━━━ Data under study ━━━

PR #2039, opened 2018-05-24
SONARJAVA-2681 Rule S4499: SMTP SSL connection should check server identity

stylianos-agapiou-sonarsource:


java-checks/pom.xml
```diff
@@ -134,12 +134,24 @@
                   <version>4.3.7.RELEASE</version>
                   <type>jar</type>
                 </artifactItem>
+                <artifactItem>
+                    <groupId>org.apache.commons</groupId>
+                    <artifactId>commons-email</artifactId>
+                    <version>1.3.2</version>
+                    <type>jar</type>
+                </artifactItem>
```
pynicolas: Can we fix the indentation to be consistent with the rest of the file?

java-checks/pom.xml
```diff
@@ -134,12 +134,24 @@
...
                   <artifactId>spring-beans</artifactId>
                   <version>4.3.7.RELEASE</version>
                   <type>jar</type>
                 </artifactItem>
+                <artifactItem>
+                  <groupId>javax.mail</groupId>
+                  <artifactId>mail</artifactId>
+                  <version>1.4.7</version>
+                  <type>jar</type>
+                </artifactItem>
```
pynicolas: Why do we need this dependency?

java-checks/src/main/java/org/sonar/java/checks/security/SMTPSSLServerIdentityCheck.java
```diff
@@ -0,0 +1,150 @@
...
+import org.sonar.plugins.java.api.tree.BaseTreeVisitor;
+import org.sonar.plugins.java.api.tree.ExpressionTree;
+import org.sonar.plugins.java.api.tree.MethodInvocationTree;
+import org.sonar.plugins.java.api.tree.MethodTree;
+import org.sonar.plugins.java.api.tree.Tree;
+
+@Rule(key = "S4499")
+public class SMTPSSLServerIdentityCheck extends AbstractMethodDetection {
+
+  private static final String EMAIL_CLASS_NAME = "org.apache.commons.mail.Email";
```
pynicolas: This constant name should contain either "APACHE" or "COMMONS".

java-checks/src/main/java/org/sonar/java/checks/security/SMTPSSLServerIdentityCheck.java
```diff
@@ -0,0 +1,150 @@
...
+      .typeDefinition(TypeCriteria.is(EMAIL_CLASS_NAME))
+      .name("setSSLOnConnect")
+      .addParameter(BOOLEAN);
+
+    private static final MethodMatcher SET_SSL_CHECK_SERVER_ID = MethodMatcher.create()
+      .typeDefinition(EMAIL_CLASS_NAME)
+      .name("setSSLCheckServerIdentity")
+      .addParameter(BOOLEAN);
+
+    private static final MethodMatcher MAIL_SMTP_SSL = MethodMatcher.create()
```
pynicolas: Why this name?

java-checks/src/main/java/org/sonar/java/checks/security/SMTPSSLServerIdentityCheck.java
```diff
@@ -0,0 +1,150 @@
...
+  }
+
+  private static class MethodBodyVisitor extends BaseTreeVisitor {
+
+    private Integer bothFunctionsAreChecked = 0;
+    /*
+     * MethodVisitor constructor's parameter is 0 when "send()" from org.apache.commons.mail.Email is invoked
+     * and 1 for "getDefaultInstance" from javax.mail.Session
+     */
+    private final Integer differentiateEmailAndSessionInvocations;
```
pynicolas: This field is used to trigger 2 different behaviors. We should have 2 different classes instead.

java-checks/src/test/files/checks/security/SMTPSSLServerIdentityCheck/JavaMailSession.java
```diff
@@ -0,0 +1,58 @@
...
+        return new PasswordAuthentication("username@gmail.com", "password");
+      }
+    });
+  }
+
+  public void false_positive(boolean flag) {
+    Properties props = new Properties();
+    props.put("mail.smtp.socketFactory.class", "javax.net.ssl.SSLSocketFactory");
+    props.put("mail.smtp.ssl.checkserveridentity", flag);
+    Session s = Session.getDefaultInstance(props, new javax.mail.Authenticator() { // Noncompliant {{Enable server identity validation, set "mail.smtp.ssl.checkserveridentity" to true}}
```
pynicolas: If we consider this as a FP, then can't we change the implementation to not raise an issue when `mail.smtp.ssl.checkserveridentity` is set to an unknown value?

java-checks/src/test/files/checks/security/SMTPSSLServerIdentityCheck/JavaMailSession.java
```diff
@@ -0,0 +1,58 @@
...
+
+public class JavaMailSession {
+
+  public void foo() {
+    Properties props = new Properties();
+    props.put("mail.smtp.socketFactory.class", "javax.net.ssl.SSLSocketFactory");
+    Session s = Session.getDefaultInstance(props, new javax.mail.Authenticator() { // Noncompliant [[sc=17;ec=43]] {{Enable server identity validation, set "mail.smtp.ssl.checkserveridentity" to true}}
+      protected PasswordAuthentication getPasswordAuthentication() {
+        return new PasswordAuthentication("username@gmail.com", "password");
+      }
```
pynicolas: This piece of code to create an `Authenticator` is duplicated 4 times, but it's not relevant to the test. Can we make the test cases shorter so that we can see easily the differences between them?

java-checks/src/main/java/org/sonar/java/checks/security/SMTPSSLServerIdentityCheck.java
```diff
@@ -0,0 +1,150 @@
...
+        && (SET_SSL_CHECK_SERVER_ID.matches(mit) || SET_SSL_ON_CONNECT.matches(mit))
+        && LiteralUtils.isTrue(args.get(0))) {
+        bothFunctionsAreChecked++;
+      }
+
+      if (differentiateEmailAndSessionInvocations == 1 && MAIL_SMTP_SSL.matches(mit)) {
+        ExpressionTree arg1 = args.get(0);
+        ExpressionTree arg2 = args.get(1);
+        if (mailSessionIsChecked(arg1, arg2) || parametersSocketFactoryMatch(arg1, arg2)) {
+          bothFunctionsAreChecked++;
```
pynicolas: No issue is raised for the following code:
```
    Properties props = new Properties();
    props.put("mail.smtp.socketFactory.class", "javax.net.ssl.SSLSocketFactory");
    props.put("mail.smtp.socketFactory.class", "javax.net.ssl.SSLSocketFactory");
    Session s = Session.getDefaultInstance(props, new javax.mail.Authenticator() {...
```

java-checks/src/test/files/checks/security/SMTPSSLServerIdentityCheck/JavaMailSession.java
stylianos-agapiou-sonarsource: I will fix that

java-checks/pom.xml
stylianos-agapiou-sonarsource: Now, that I don't need to highlight on `Session` instance, I got rid of it.

java-checks/src/main/java/org/sonar/java/checks/security/SMTPSSLServerIdentityCheck.java
```diff
@@ -0,0 +1,139 @@
...
+    while (!tree.is(Tree.Kind.CLASS, Tree.Kind.METHOD)) {
+      tree = tree.parent();
+    }
+    if (tree.is(Tree.Kind.CLASS)) {
+      return null;
+    }
+    return (MethodTree) tree;
+  }
+
+  private static boolean parametersSocketFactoryMatch(ExpressionTree arg1, ExpressionTree arg2) {
```
pynicolas: Having a separate method for that does not seem really useful and the method signature does not convey its intent.

java-checks/src/main/java/org/sonar/java/checks/security/SMTPSSLServerIdentityCheck.java
```diff
@@ -0,0 +1,139 @@
...
+    public void visitMethodInvocation(MethodInvocationTree mit) {
+      Arguments args = mit.arguments();
+      if (HASHTABLE_PUT.matches(mit)
+        && mailSessionIsChecked(args.get(0), args.get(1))) {
+        this.isSecured = true;
+      }
+      super.visitMethodInvocation(mit);
+    }
+
+    private static boolean mailSessionIsChecked(ExpressionTree arg1, ExpressionTree arg2) {
```
pynicolas: Having a separate method for that does not seem really useful and the method signature does not convey its intent.

java-checks/src/test/files/checks/security/SMTPSSLServerIdentityCheck/ApacheEmail.java
```diff
@@ -0,0 +1,45 @@
...
+
+  public void foo4() {
+    Email email = new SimpleEmail();
+    email.setSSLOnConnect(true);  // Noncompliant
+    email.setSSLCheckServerIdentity(false);
+  }
+
+  public void false_negative1(boolean flag) {
+    Email email = new SimpleEmail();
+    email.setSSLOnConnect(flag);     // Compliant FN flag value will be read with SE engine
```
pynicolas: Is it really a FN? I think we can't tell without more context.

java-checks/src/test/files/checks/security/SMTPSSLServerIdentityCheck/JavaMailSession.java
```diff
@@ -0,0 +1,27 @@
...
+  public void foo4() {
+    Properties props = new Properties();
+    props.put("mail.smtp.socketFactory.class", "javax.net.ssl.SSLSocketFactory"); // Noncompliant {{Enable server identity validation, set "mail.smtp.ssl.checkserveridentity" to true}}
+    props.put("mail.smtp.ssl.checkserveridentity", false);
+  }
+
+  public void false_positive(boolean flag) {
+    Properties props = new Properties();
+    props.put("mail.smtp.socketFactory.class", "javax.net.ssl.SSLSocketFactory");
+    props.put("mail.smtp.ssl.checkserveridentity", flag);  // Compliant FN
```
pynicolas: Is it really a FN?

java-checks/src/test/files/checks/security/SMTPSSLServerIdentityCheck/JavaMailSession.java
```diff
@@ -0,0 +1,27 @@
...
+    props.put("mail.smtp.ssl.checkserveridentity", true);
+  }
+
+  public void foo4() {
+    Properties props = new Properties();
+    props.put("mail.smtp.socketFactory.class", "javax.net.ssl.SSLSocketFactory"); // Noncompliant {{Enable server identity validation, set "mail.smtp.ssl.checkserveridentity" to true}}
+    props.put("mail.smtp.ssl.checkserveridentity", false);
+  }
+
+  public void false_positive(boolean flag) {
```
pynicolas: The method name is not consistent with the content of the method.

java-checks/src/test/files/checks/security/SMTPSSLServerIdentityCheck/JavaMailSession.java
```diff
@@ -0,0 +1,27 @@
...
+    props.put("mail.smtp.socketFactory.class", "javax.net.ssl.SSLSocketFactory"); // Compliant
+    props.put("mail.smtp.ssl.checkserveridentity", true);
+  }
+
+  public void foo4() {
+    Properties props = new Properties();
+    props.put("mail.smtp.socketFactory.class", "javax.net.ssl.SSLSocketFactory"); // Noncompliant {{Enable server identity validation, set "mail.smtp.ssl.checkserveridentity" to true}}
+    props.put("mail.smtp.ssl.checkserveridentity", false);
+  }
+
```
pynicolas: I would add a test where we call the `put` method with a different property name.

java-checks/src/main/java/org/sonar/java/checks/security/SMTPSSLServerIdentityCheck.java
```diff
@@ -0,0 +1,139 @@
...
+    MethodTree method = findEnclosingMethod(mit);
+    if (method != null) {
+      Arguments args = mit.arguments();
+      if (SET_SSL_ON_CONNECT.matches(mit) && LiteralUtils.isTrue(args.get(0))) {
+        MethodBodyApacheVisitor apacheVisitor = new MethodBodyApacheVisitor();
+        method.accept(apacheVisitor);
+        if (!apacheVisitor.isSecured) {
+          reportIssue(mit, "Enable server identity validation on this SMTP SSL connection.");
+        }
+      } else if (HASHTABLE_PUT.matches(mit) && parametersSocketFactoryMatch(args.get(0), args.get(1))) {
```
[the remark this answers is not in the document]
stylianos-agapiou-sonarsource: In the MethodMatcher `HASHTABLE_PUT` I use the function `withAnyParameters`,
because I use it twice.
In the function `onMethodInvocationFound` we proceed only if both parameters are Strings.
On the other hand, in the function `visitMethodInvocation` of the `MethodBodyHashtableVisitor`
we want the first parameter to be a String and the second boolean.
I could create a second MethodMatcher for the `MethodBodyHashtableVisitor`.

java-checks/src/test/files/checks/security/SMTPSSLServerIdentityCheck/JavaMailSession.java
stylianos-agapiou-sonarsource: My mistake it is a FN, if the parameter's value is true, which we don't know.

java-checks/src/test/files/checks/security/SMTPSSLServerIdentityCheck/JavaMailSession.java
```diff
@@ -0,0 +1,43 @@
...
+  public void foo4(boolean flag) {
+    Properties props = new Properties();
+    props.put("mail.smtp.socketFactory.class", "javax.net.ssl.SSLSocketFactory");
+    props.put("mail.smtp.ssl.checkserveridentity", flag);  // Compliant
+  }
+
+  public void foo5() {
+    Properties props = new Properties();
+    props.put("mail.smtp.socketFactory.class", ""); // coverage
```
pynicolas: I don't understand this "coverage" comments. It sounds like "I had to please a tool".

java-checks/src/test/files/checks/security/SMTPSSLServerIdentityCheck/ApacheEmail.java
```diff
@@ -0,0 +1,50 @@
+import org.apache.commons.mail.Email;
+import org.apache.commons.mail.SimpleEmail;
+
+public class ApacheEmail {
+
+  static {
+    Email email = new SimpleEmail();
+    email.setSSLOnConnect(true);  // for coverage
```
pynicolas: Rather than "for coverage", I would write "invocation outside a method".

java-checks/src/main/java/org/sonar/java/checks/security/SMTPSSLServerIdentityCheck.java
```diff
@@ -0,0 +1,129 @@
...
+import org.sonar.plugins.java.api.tree.BaseTreeVisitor;
+import org.sonar.plugins.java.api.tree.ExpressionTree;
+import org.sonar.plugins.java.api.tree.MethodInvocationTree;
+import org.sonar.plugins.java.api.tree.MethodTree;
+import org.sonar.plugins.java.api.tree.Tree;
+
+@Rule(key = "S4499")
+public class SMTPSSLServerIdentityCheck extends AbstractMethodDetection {
+
+  private static final String APACHE = "org.apache.commons.mail.Email";
```
pynicolas: Let's rename to `APACHE_EMAIL`.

━━━

Output each line of the listing above that has "MethodBodyHashtableVisitor".

Final answer:
On the other hand, in the function `visitMethodInvocation` of the `MethodBodyHashtableVisitor`
I could create a second MethodMatcher for the `MethodBodyHashtableVisitor`.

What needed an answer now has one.